Ook dementie heeft veel invloed op seksualiteit. Vaak wordt als eerste gedacht aan ontremd gedrag, maar er speelt meer: seksueel passiever of juist actiever worden, anders of niet meer reageren op aanrakingen, onbegrepen of verlaten voelen door afwijzingen op het gebied van seks, minder oog hebben voor de gevoelens en behoeften van de partner of behoeftes niet meer kenbaar kunnen maken. Daarnaast zie je dat mensen met dementie gevoelens kunnen krijgen voor anderen op de afdeling waar ze verblijven, terwijl ze nog een eigen partner hebben. Ook dat vraagt om bespreken met betrokkenen en hun partner of contactpersonen. Lees meer over Dementie en seksualiteit.

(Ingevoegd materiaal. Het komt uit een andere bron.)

PR #153, opened 2016-06-30
[Reviewer: Matt] Triggers rework

AlexHockey:
Hi Matt, please can you review this PR to rework the alarm agent's triggers.

The PR makes two changes: 

* Refactors the processing that is involved when the agent is triggered into a separate script which can be called directly. This is needed on centos which has a less rich triggering infrastructure. 
* Makes the triggering logic work on ubuntu and centos. 

This means that packages which want to trigger the alarm agent can either call the script directly, or use the existing debian triggering mechanism (which maps through to the script). This means we don't have to go through all our debian packages and change them immediately; we can do this as we port them to work on centos. I don't think this technical debt will cost us very much.

I've tested live with:

* A centos package that calls the trigger script directly
* A debian package that calls the trigger script directly
* A debian package that uses the built-in debian triggers mechanism


mirw:
Looks good - in particular, good compatibility thinking!

PR #53, opened 2017-09-14
Add version to .flowconfig

kassens:
**Summary**

Without this editors or a globally installed flow would use the latest version.
This ensures that flow uses the right version when checking the code.

**Test plan**
```
$ flow
```

### DIFF
--- a/.flowconfig
+++ b/.flowconfig
@@ -13,3 +13,6 @@ suppress_comment=\\(.\\|\n\\)*\\$FlowExpectedError
 
 unsafe.enable_getters_and_setters=true
 munge_underscores=true
+
+[version]
+^0.48.0


cpojer:
Thanks, please feel free to land this, but internally we use the latest version of flow for this repo, so I'm not sure if this is the right fix. What problems are exposed with Flow on the open source repo that we cannot fix easily?

kassens:
Nuclide just complained and I thought development would happen on GH.

Seems like a good idea to pin the version to what is used in the package.json and therefor running on CI?

cpojer:
Nope, development is fb first and this repo is somewhat of a mess unfortunately. @byk is planning to fix it soon.

kassens:
Upgrade to flow 54 seems to be a bit involved and @jeanlauliac is trying that in #49.

cpojer:
Let's wait for that other diff then. You mind making your change agains the internal version? :)

kassens:
Sure

PR #63, opened 2017-09-21
Chore: update yarn.lock for Yarn 1.0

BYK:
**Summary**

Cloned the repo, run `yarn install` and it updated the `yarn.lock` file. Assuming this is due to Yarn 1.0 upgrade, done recently.

**Test plan**

Run `yarn install`, expect no change in `yarn.lock` file.

### DIFF
--- a/circle.yml
+++ b/circle.yml
@@ -1,9 +1,9 @@
 machine:
   environment:
-    YARN_VERSION: 0.24.3
+    YARN_VERSION: 1.0.2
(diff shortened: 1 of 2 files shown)


BYK:
@jeanlauliac I think they do so this patch needs to be updated :(

cpojer:
Done with https://phabricator.intern.facebook.com/D6361276 which will land soon.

Tip 8. Denk ook aan partner en naasten

De ziekte zelf, de medicijnen, de verhuizing naar het verpleeghuis, heeft ook directe gevolgen voor familie en vrienden van de cliënt. Zij verliezen een deel van hun vertrouwde persoon en de intimiteit die zij ervaarden. Voor hen kan het heel aangrijpend zijn als bijvoorbeeld hun ouder of partner seksueel gedrag vertoont richting een medebewoner. Heb hier oog voor en geef ook hen de ondersteuning die hierbij passend is. Partners zijn niet altijd gewend om met elkaar over hun behoeften aan intimiteit en seksualiteit te praten. Beiden kunnen ongevraagd hulp nodig hebben om een nieuwe, andere manier te vinden om hun genegenheid te uiten.